Background: Non-invasive positive pressure ventilation (NPPV) is being used increasingly in the management of patients admitted to hospital with acute respiratory failure secondary to an exacerbation of chronic obstructive pulmonary disease (COPD).
Objectives: To determine the efficacy of NPPV in the management of patients with respiratory failure due to an acute exacerbation of COPD.
Search strategy: An initial search was performed using the Cochrane Airways Group trials register and other relevant electronic databases. An updated search was conducted in September 2003.
Selection criteria: Randomised controlled trials comparing NPPV plus usual medical care (UMC) versus UMC alone were selected. Trials needed to recruit adult patients admitted to hospital with respiratory failure due to an exacerbation of COPD and with PaCO(2) > 6 kPa (45 mmHg).
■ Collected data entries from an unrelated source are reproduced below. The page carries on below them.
PR #3669, opened 2022-02-01
chore(design-system): Cypress instead of Jest

frassinier:

Jest and Cypress can't easily coexist for a Typescript setup.
Because of the Jest setup, we can't inherit from Cy autocomplete at the same time.
image

We have some tests using Jest
```bash
Test Suites: 4 passed, 4 total
Tests:       29 passed, 29 total
Snapshots:   8 passed, 8 total
Time:        34.641 s
Ran all test suites.
✨  Done in 37.33s.
```

And a second test will give us -
```
✨  Done in 13.70s.
```

That was pretty fast compared to Cypress runs (~99s)

Now, the tests we had based on Jest can easily be replaced by Cypress ones, 
That's why I suggest solving that typing issue by keeping Cypress only, 
Even if, yes, tests are executed slower but can be part of real web browsers which is more convenient to test UX behaviors (and we got videos).

And autocomplete is now working
image


packages/design-system/src/components/Button/Button.spec.tsx
```diff
@@ -1,34 +1,37 @@
-/// <reference types="cypress" />
+/// <reference path="../../../cypress/support/index.d.ts" />
```
Benrajalu, line 1:
```suggestion
/// <reference path="cypress/support/index.d.ts" />
```
Wouldn't that work with the `rootDirt` setup we have because of `~docs`?

packages/design-system/src/components/Button/Button.stories.tsx
```diff
@@ -12,185 +13,187 @@ export default {
...
-export const Primary = (props: Story) => {
-	return <Button.Primary {...props}>Basic Button</Button.Primary>;
+export const Primary = {
+	render: (props: Story<ButtonProps>) => {
+		return <Button.Primary {...props}>Basic Button</Button.Primary>;
+	},
 };
 
-export const PrimaryIcon = (props: Story) => {
+export const PrimaryIcon = (props: Story<Story<ButtonProps>>) => {
```
Benrajalu, line 22:
```suggestion
export const PrimaryIcon = (props: Story<Story<ButtonProps>>) => {
```
What? If that's necessary then it's very bad. A generic loop is never a good sign.

packages/design-system/src/components/Link/Link.tsx
```diff
@@ -92,7 +92,7 @@ const Link = React.forwardRef(
 						<Icon
 							className="link__icon link__icon--before"
 							name={icon}
-							data-testid="link.icon.before"
+							data-test="link.icon.before"
```
Kporal, line 95: why this change? what is the difference between data-test and data-testid otherwise?

Benrajalu: https://github.com/Talend/ui/blob/master/packages/design-system/adr/data-test.md

`data-test` is for internal use and is the basic data-attribute for testing in the DS. `data-testid` is reserved to product teams (ie: `<Link href="/pouet" data-testid="link.ctaForPouet">Let's pouet</Link>`).

Kporal (approved):

Benrajalu (approved):

PR #3712, opened 2022-02-15
chore(Security): Add semgrep security scanner

Gby56:
Scans diffs on PRs, pushes to master, and weekly cron at midnight UTC sundays
Will also add scan findings into the Github Security dashboard

### DIFF
--- a/.github/workflows/semgrep.yml
+++ b/.github/workflows/semgrep.yml
@@ -1,5 +1,6 @@
 name: Semgrep
 on:
+  workflow_dispatch:
   pull_request:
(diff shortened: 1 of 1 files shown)


.github/workflows/semgrep.yml
```diff
@@ -0,0 +1,28 @@
+name: Semgrep
+on:
+  pull_request: {}
```
frassinier, line 3:
```suggestion
  pull_request:
```

frassinier:
Prior to #3713

PR #3764, opened 2022-03-11
fix(ARCH-465/design-tokens): umd are not well defined

jmfrancois:

Current playground is broken.
UMD of design-tokens was not used before DS 2.0 (with Input field)
The current UMD reprensent two modules (index.js + index.scss) which is not supported by UMD.

fix design-token umd by using a single entry.
add css import to obtain the good output.
UMD mean one global variable which reprensent the src/index.js
add tests to not repeat this in the future

### DIFF
--- a/packages/design-tokens/scripts/umd.test.js
+++ b/packages/design-tokens/scripts/umd.test.js
@@ -21,4 +21,10 @@ describe('umd', () => {
 		expect(min.default.coralColorNeutralText).toBeDefined();
 		expect(dev.default.coralColorNeutralText).toBeDefined();
 	});
+	it('should expose dark and light css properties in css', () => {
+		const content = fs.readFileSync(cssDev).toString();
+		expect(content).toContain('[data-theme=light]');
+		expect(content).toContain('[data-theme=dark]');
+		expect(content).toContain('--coral-color-neutral-text');
+	});
 });
--- a/packages/design-tokens/scripts/umd.test.js
+++ b/packages/design-tokens/scripts/umd.test.js
@@ -1,0 +1,24 @@
+/* eslint-disable global-require */
+/* eslint-disable import/no-dynamic-require */
+const fs = require('fs');
+const path = require('path');
+
+const umdMinified = path.join(__dirname, '..', './dist/TalendDesignTokens.min.js');
+const umdDev = path.join(__dirname, '..', './dist/TalendDesignTokens.js');
+const cssDev = path.join(__dirname, '..', './dist/TalendDesignTokens.css');
+
+describe('umd', () => {
+	it('should exists', () => {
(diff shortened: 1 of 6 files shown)


packages/design-tokens/scripts/umd.test.js
```diff
@@ -0,0 +1,24 @@
...
+
+describe('umd', () => {
+	it('should exists', () => {
+		expect(fs.existsSync(umdMinified)).toBeTruthy();
+		expect(fs.existsSync(umdDev)).toBeTruthy();
+		expect(fs.existsSync(cssDev)).toBeTruthy();
+	});
+	it('should expose default and values', () => {
+		const min = require(umdMinified);
+		const dev = require(umdDev);
```
jmfrancois, line 18: thanks umd i can require you without a browser :)

tlnd-mhuchet (approved):

packages/design-tokens/src/index.umd.ts
```diff
@@ -0,0 +1,5 @@
+import './light/_index.scss';
+import './dark/_index.scss';
```
Benrajalu, line 2:
```suggestion
import './index.scss';
```
That should do the trick?

packages/design-tokens/webpack.config.js
```diff
@@ -1,5 +1,3 @@
 module.exports = {
-	entry: {
-		TalendDesignTokens: ['./src/index.ts', './src/index.scss'],
-	},
+	entry: './src/index.umd.ts',
```
frassinier, line 2: Why not use the previous version with the entry array?

jmfrancois: * What could it means ?
* UMD is supposed to reprensent one js file with externals... not a simple script, so what could we export.
* current umd config is one entry point: https://unpkg.com/@talend/scripts-config-react-webpack@12.0.0/config/webpack.config.umd.js
* webpack doc specify it: https://webpack.js.org/configuration/entry-context/#entry
> https://webpack.js.org/configuration/entry-context/#entry

Looking at the current result if you try to use the produced umd you have

```javascript
> require('@talend/design-tokens/dist/TalendDesignTokens').default
undefined
> require('@talend/design-tokens/dist/TalendDesignTokens')
Object [Module] {}
```

So this multiple entrypoint (array or object) do not make sens with UMD.

packages/design-tokens/src/index.umd.ts
jmfrancois: strange but it works.

packages/design-tokens/webpack.config.js
frassinier: I feel it weird to get that `index.umd` into that `src/` folder but ok
Maybe it's the current index which makes no sense actually, let's see that in another PR

PR #3768, opened 2022-03-14
fix(Link): Href attribute is ignored

gjou-tlnd:

Href is spread here: https://github.com/Talend/ui/blob/master/packages/design-system/src/components/Linkable/Linkable.tsx#L31
but not forwarded to the actual `a`  https://github.com/Talend/ui/blob/master/packages/design-system/src/components/Linkable/Linkable.tsx#L71

### DIFF
--- a/.changeset/bluh-bluh-bluh.md
+++ b/.changeset/bluh-bluh-bluh.md
@@ -1,0 +1,5 @@
+---
+'@talend/design-system': patch
+---
+
+Link: href is ignored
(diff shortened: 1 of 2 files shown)


Benrajalu (approved):
I am a silly silly man

frassinier (approved):

Kporal (commented):
Don't we need to add it for the `as` element case too?

Benrajalu:
> Don't we need to add it for the `as` element case too?

Yes we do, well spotted.

Benrajalu (approved):

PR #3786, opened 2022-03-21
fix(components): shrink column headers to fit with cells width

Nigui:

List column headers may have a bigger width than column cells, leading to unaligned headers or hidden columns when grid was resized horizontally. 

Hide header overflow and add ellipsis.

- [X] The PR have used `yarn changeset` to a request a release from the CI if wanted.


romainseb (approved):

packages/components/src/VirtualizedList/VirtualizedList.scss
```diff
@@ -25,6 +25,15 @@
 	}
 }
 
+:global(div[role='columnheader']) {
```
Benrajalu, line 28:
```suggestion
:global(div[role='columnheader']) {
```
Why do we need :global for `div` and a role? Are they not global by nature?

packages/components/src/VirtualizedList/VirtualizedList.scss
```diff
@@ -25,6 +25,15 @@
...
+	overflow: hidden;
+
+	> span {
+		text-overflow: ellipsis;
+		overflow: hidden;
```
frassinier, line 33: Overflow is already managed by the parent, isn't it?
```suggestion
```

packages/components/src/VirtualizedList/VirtualizedList.scss
```diff
@@ -25,6 +25,15 @@
 	}
 }
 
+:global(.tc-list-table [role='columnheader']) {
```
Benrajalu, line 28:
```suggestion
:global(.tc-list-table [role='columnheader']) {
```
`.tc-list-table` is global? Isn't the whole project on CSS modules? That's weird.

Benrajalu: It looks like it is indeed. What do we feel is the benefit of this compound selector versus adding a classname, albeit global if needed, on the column headers? Wouldn't that be more straightforward?

.changeset/tasty-walls-serve.md
```diff
@@ -0,0 +1,5 @@
+---
+'@talend/react-components': minor
```
frassinier, line 2: this is not even minor 
```suggestion
'@talend/react-components': patch
```

packages/components/src/VirtualizedList/VirtualizedList.scss
```diff
@@ -9,20 +9,28 @@
...
 		cursor: pointer;
 	}
 	:global(.ReactVirtualized__Table__headerTruncatedText) {
 		align-self: center;
-		overflow: hidden;
 		padding-left: $padding-small;
+	}
+}
+
+:global(.ReactVirtualized__Table__headerColumn) {
```
frassinier, line 22: 👍🏻 that's nice, a great improvement!

You might use a real CSS module instead of using a global style, to be really delightful.

frassinier (approved):
Awesome!

PR #3797, opened 2022-03-23
chore(ARCH-482): refactor datalist to remove deprecated lifecycle

jsomsanith-tlnd:
Datalist uses `componentWillReceiveProps` to 
- compute derived state from props
- set recompute suggestions after the derived state has been set as state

Data collection and analysis: Two reviewers independently selected articles for inclusion, evaluated methodological quality of the studies and abstracted the data.
Main results: Fourteen studies were included in the review. NPPV resulted in decreased mortality (Relative Risk 0.52; 95%CI 0.35, 0.76), decreased need for intubation (RR 0.41; 95%CI 0.33, 0.53), reduction in treatment failure (RR 0.48; 95%CI 0.37, 0.63), rapid improvement within the first hour in pH (Weight Mean Difference 0.03; 95%CI 0.02, 0.04), PaCO(2) (WMD -0.40 kPa; 95%CI -0.78, -0.03) and respiratory rate (WMD -3.08 bpm; 95%CI -4.26, -1.89). In addition, complications associated with treatment (RR 0.38; 95%CI 0.24, 0.60) and length of hospital stay (WMD -3.24 days; 95%CI -4.42, -2.06) was also reduced in the NPPV group.
Reviewer's conclusions: Data from good quality randomised controlled trials show benefit of NPPV as first line intervention as an adjunct therapy to usual medical care in all suitable patients for the management of respiratory failure secondary to an acute exacerbation of COPD. NPPV should be considered early in the course of respiratory failure and before severe acidosis ensues, as a means of reducing the likelihood of endotracheal intubation, treatment failure and mortality.